Con todo el significado del conflicto armado interno en Guatemala, la época de la anhelada paz inició con algunos avances en la implementación de los doce acuerdos de paz, principalmente el del establecimiento de la Comisión de Esclarecimiento Histórico. Las víctimas y la sociedad civil presionaron para dotar de institucionalidad al proceso de paz. Instituciones como la Comisión Presidencial Coordinadora de la Política del Ejecutivo en Materia de Derechos Humanos –COPREDEH–, la Secretaría de la Paz –Sepaz–, el Consejo Nacional de Cumplimiento a los Acuerdos de Paz –CNAP– y la Secretaría de la Mujer –Seprem– son algunos de los esfuerzos que dotaron de oficialidad al proceso de paz.
A iniciativa de varias entidades de sociedad civil, se instaló el Programa Nacional de Resarcimiento –PNR– cuyo objetivo era atender a la población víctima del conflicto, a través de un programa de reparaciones integrales.
Con los obstáculos de siempre, las instituciones y la sociedad civil continuaron trabajando en favor de esa paz firme y duradera, para que no sea letra muerta, sino que llegue a todas aquellas víctimas del periodo bélico en Guatemala.
Poco más de 23 años se han cumplido desde la firma de la paz, y en ningún gobierno peligró tanto la institucionalidad de la paz como en el del señor Giammattei. Este ha dado grandes pasos para la eliminación de las instituciones enfocadas en la temática, cientos de trabajadores de la Sepaz y del PNR han sido despedidos de sus trabajos, y los compromisos con las víctimas, que ya eran escasos, parecen llegar a su fin.
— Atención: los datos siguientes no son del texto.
PR #1035, opened 2022-03-21
[RUN-2125] Feat/delete workloads from scan queue

ivanstanev:

### What this does

1. remove workloads from scan queue when they are deleted in K8s

Up until now the queue of workloads to scan would keep growing indefinitely as we only appended new workloads to it.
However, once workloads are deleted from Kubernetes, they no longer need to be in the queue.

This didn't cause any issues with trying to process deleted workloads, because the queue handler would detect that the workload is gone and continue processing other items. However, it created alerts that the queue grows indefinitely and caused the snyk-monitor to process some work that was never going to succeed.

2. control with flag if failed or complete jobs should be processed

The undocumented SKIP_K8S_JOBS flag can now control whether failed or complete Jobs should be processed or removed from the scan queue.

Lamentablemente, la pandemia del COVID-19 ha dado la excusa perfecta al presidente, que ya cargaba bajo el brazo la propuesta de eliminar la institucionalidad de los derechos humanos, bajo el argumento del ahorro y contención del gasto. Sus reiterados pronunciamientos sobre el cierre de esas entidades cada vez se vuelven una realidad.
Si bien es cierto, en este momento la prioridad debe ser la salud, es importante reconocer que las víctimas del conflicto armado interno llevan años padeciendo las secuelas provocadas por el estallido social de aquellos años, su espera de una respuesta ha trascendido varios gobiernos.
No debe ser ninguna sorpresa, tampoco, que el hombre que ya va camino a ser un segundo Morales nunca ha sido fanático de los derechos humanos, se siente una víctima del sistema de derechos humanos, principalmente por su periodo en la cárcel acusado de ejecuciones extrajudiciales.
No se vale, por otra parte, que sus caprichos y su poder le lleven a tirar por la borda un proceso de país. Es importante que dimensione su rol de jefe de Estado y, por ende, sea consecuente con un compromiso de Estado. La comunidad internacional ha apostado mucho por el proceso de paz, el cual no solo ha beneficiado a las víctimas, sino también a Guatemala, al proyectarse como un país comprometido con el pleno respeto de los derechos humanos.
Optar por una decisión tan radical pone en peligro no solo la imagen de Guatemala en el concierto de naciones, sino que revictimiza al recurso más valioso que posee el país, sus hombres y mujeres que guardan la esperanza de que los abusos vividos durante la guerra no vuelvan a tener lugar jamás.
Así nos encaminamos al 24 aniversario de la firma de la paz, el 29 de diciembre será clave, sabremos si la institucionalidad de la paz continúa, o si en realidad el señor presidente será recordado como el peor hijo de puta que pasó por el Gobierno.
Carlos Juárez
Estudiante de leyes, aprendiz de ciudadano, enamorado de Guatemala y los derechos humanos, fanático del diálogo que busca la memoria de un país con amnesia.